Pretzels are one of the most carb-dense snack foods you can eat. A single ounce of hard pretzels contains about 23 to 25 grams of carbohydrates, and a large soft pretzel can pack nearly 100 grams. Almost all of those carbs come from refined white flour, with very little fiber to slow digestion.
Hard Pretzels: Carbs Per Serving
A standard one-ounce serving of hard pretzels (roughly a small handful) delivers about 23 grams of carbohydrates, 108 calories, and less than 1 gram of fat. That carb count is higher than potato chips, which contain around 16 grams per ounce. Pretzels get their reputation as a “healthier” snack from being low in fat, but that low fat content is offset by a much higher concentration of refined starch.

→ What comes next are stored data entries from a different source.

PR #2907, opened 2026-04-07
Use Familia staged relationships for invitation lifecycle

### LINKED ISSUE #2903: Invited members don't see organization in their org list after accepting
## Problem Statement

When a user is invited to an organization, creates an account via the invite link, and logs in, the inviting organization does not appear in their "Manage Organizations" list. They only see their auto-provisioned default workspace. Meanwhile, the organization owner correctly sees the invited user on the Team page with the correct role and join date.

## Early Diagnosis

The `OrganizationMembership#accept!` method (`organization_membership.rb:238-248`) bypasses `add_members_instance` and writes directly to `org.members.add(customer, score)`. The comment at line 239 explains why: calling `add_members_instance` would try to create a new through model via `ThroughModelOperations.find_or_create`, but one already exists (the invitation record itself).

The problem is that `add_members_instance` normally does two things in a MULTI transaction:
1. `ZADD organization:{org_objid}:members` — `accept!` does this manually
2. `SADD customer:{customer_objid}:participations` — `accept!` **does not do this**

The organization list page calls `cust.organization_instances` which reads from the `customer.participations` reverse index. Since `accept!` never populates it, the org is invisible to the invited member.

The SSO auto-join (`join_domain_organization.rb`) and CLI add-member paths do not have this bug because they use `add_members_instance` which writes both sides.

Likely fix: add `customer.track_participation_in(org.members.rediskey)` inside `accept!` after `org.members.add(customer, score)`.

## Affected Areas

- [ ] `lib/onetime/models/organization_membership.rb` — `accept!` method missing `customer.participations` write
- [ ] `apps/web/auth/operations/accept_invitation.rb` — orchestrates the acceptance flow
- [ ] `apps/api/organizations/logic/organizations/list_organizations.rb` — reads from `organization_instances` (participations-backed)

delano:
## Summary

Fixes #2903 — invited members didn't see the organization in their org list after accepting because the invitation `accept!` path bypassed Familia's `add_members_instance` and wrote directly to `org.members` without populating `customer.participations` (the reverse index that powers `organization_instances`).

The fix migrates the invitation lifecycle to Familia 2.4.0's new staged relationships API, which manages the three-structure invariant atomically:
- Active sorted set (`org.members`)
- Reverse index (`customer.participations`)
- Staging set (`org.pending_invitations`)

A new `ensure_membership` class method serves as the convergence point for all "add a known customer to an org" paths (SSO auto-join, CLI add-member, future join requests). It checks for pending invitations first — activating them if found, otherwise creating directly — so pending invitations are no longer orphaned when users arrive via SSO or CLI.

## Changes

- `organization_membership.rb`: `accept!` uses `activate_members_instance`, `create_invitation!` uses `stage_members_instance`, `revoke!` uses `unstage_members_instance`. New `ensure_membership` class method composes activate + add with domain-specific email lookup.
- `join_domain_organization.rb`: SSO auto-join now calls `ensure_membership` instead of `add_members_instance`
- `add_member_command.rb`: CLI add-member now calls `ensure_membership`, removed `warn_pending_invitation`/`check_pending_invitation` (dead code)
- `organization.rb`: Removed manual `sorted_set :pending_invitations` (now auto-generated by Familia)
- `customer.rb`: Added `staged: :pending_invitations` to `participates_in` declaration
- Familia gem updated from git branch reference to released `~> 2.4.0`

## Test plan

- [x] 22 tests for `ensure_membership` (direct add, idempotency, pending activation, expired/declined fallthrough, role precedence, reverse index)
- [x] 25 tests for staged relationship lifecycle (stage, activate, unstage, reverse index regression)
- [x] 17 tests for index lifecycle (token_lookup, org_email_lookup, org_customer_lookup transitions)
- [x] 93 integration tests for invitation and auth flows pass
- [x] 1306 model tests pass (pre-existing billing test failures unrelated)


delano:
NOTE: Feedback resolved on #2909.

PR #3002, opened 2026-04-15
Derive Sentry breadcrumb scrub patterns from API route metadata

### LINKED ISSUE #2981: Derive Sentry breadcrumb scrub patterns from API route metadata
## Problem Statement

The `beforeBreadcrumb` handler in `src/plugins/core/enableDiagnostics.ts` scrubs sensitive path segments from HTTP breadcrumbs (XHR/fetch) using a hardcoded regex: `/(secret|private|receipt|incoming)/[a-zA-Z0-9]+`. This pattern is front-line defense for API breadcrumbs and must be manually kept in sync with actual sensitive API routes. As new endpoints are added, the regex can silently fall out of date, leaving sensitive identifiers exposed in Sentry breadcrumbs.

## Early Diagnosis

The project already has the infrastructure to do this properly. Vue Router routes declare scrubbing intent via `sentryScrubParams` in route metadata — the `beforeBreadcrumb` handler uses this for navigation breadcrumbs. The same principle could apply to API endpoints: Otto routes already support arbitrary `name=value` metadata, which flows through `scripts/openapi/otto-routes-parser.ts` into the generated OpenAPI specs. A `sensitive=true` annotation on sensitive routes would let the frontend derive scrub patterns at build time instead of maintaining a separate regex.

## Affected Areas

- [ ] `src/plugins/core/enableDiagnostics.ts` — replace hardcoded `SENSITIVE_PATH_PATTERN` with generated patterns
- [ ] `scripts/openapi/otto-routes-parser.ts` — ensure `sensitive` (or equivalent) name=value is passed through
- [ ] `generated/openapi/` — `x-sensitive` extension on sensitive path operations
- [ ] `src/schemas/api/index.ts` — may need schema extension for the new field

The portion issue matters here too. One ounce is a modest amount. If you’re eating pretzels from a bag while watching TV, it’s easy to consume three or four servings without thinking about it, pushing your carb intake to 70 or 100 grams from a single snack session.
Soft Pretzels Are Even Higher
A large soft pretzel, the kind sold at malls, stadiums, and street carts, contains roughly 99 grams of carbohydrates and 483 calories. That’s more carbs than three slices of white bread. Even a medium-sized soft pretzel lands around 50 to 55 grams. If you’re tracking carbs for any reason, a single soft pretzel can use up most or all of a meal’s carbohydrate budget in one go.
How Pretzels Affect Blood Sugar
Pretzels aren’t just high in carbs. They’re high in the kind of carbs that hit your bloodstream fast. Standard white flour pretzels have a glycemic index of about 66, which places them in the medium-to-high range. For context, pure glucose scores 100. The refined flour used in pretzels has been milled fine enough that your digestive system breaks it down into sugar quickly, causing a sharp rise in blood glucose followed by a drop.
This effect is measurable. In a side-by-side comparison, one ounce of pretzels raised blood sugar more than one ounce of potato chips. That’s because chips contain fat, which slows digestion and blunts the glucose spike. Pretzels have almost no fat and almost no fiber, so there’s nothing to slow the process down. For people managing blood sugar, whether due to diabetes, prediabetes, or insulin resistance, pretzels are one of the trickier snack foods to work into a meal plan.
Gluten-Free Pretzels Aren’t Lower in Carbs
If you’re reaching for gluten-free pretzels hoping for fewer carbs, the numbers won’t help you. A medium gluten-free soft pretzel contains about 54 grams of total carbohydrates (roughly 51 grams of net carbs after subtracting fiber). Gluten-free versions typically replace wheat flour with starches like cassava, potato, or corn starch, all of which are similarly carb-heavy. The swap removes gluten but does nothing to reduce the carbohydrate load.
How Pretzels Compare to Other Snacks
Pretzels sit at the high end of the carb scale among common snack foods. Here’s how a one-ounce serving compares:
- Hard pretzels: 23 grams carbs, 0.7 grams fat
- Potato chips: 16 grams carbs, 9 grams fat
- Mixed nuts (unsalted): 6 grams carbs, 14 grams fat
- Cheese (cheddar): less than 1 gram carbs, 9 grams fat
Pretzels win on fat content, which is why they’ve been marketed as a heart-healthy snack for decades. But if your concern is carbs or blood sugar management, they’re actually a worse choice than many snacks that seem less “healthy” on the surface.
Sodium Is the Other Concern
Beyond carbs, pretzels are heavily salted. Hard pretzels contain roughly 200 milligrams of sodium per ounce, and a large soft pretzel can contain 240 milligrams or more. That’s 10% of the recommended daily limit in a single serving. If you eat several servings of hard pretzels, or pair a soft pretzel with other processed foods during the day, sodium adds up quickly.
Ways to Lower the Carb Impact
If you like pretzels and don’t want to give them up entirely, a few strategies can reduce the blood sugar hit. Pairing pretzels with a protein or fat source, like hummus, nut butter, or cheese, slows digestion and flattens the glucose spike. Sticking to a measured one-ounce portion rather than eating from the bag also helps. Some brands now make pretzels with added protein or whole grain flour, which lowers the glycemic response compared to standard white flour versions. Research has shown that swapping in soy flour, for instance, can cut a pretzel’s glycemic index from 66 down to about 39.
For anyone following a low-carb or ketogenic diet, though, pretzels are difficult to fit in at any serving size. Even a single ounce takes up a significant portion of a 20- to 50-gram daily carb target.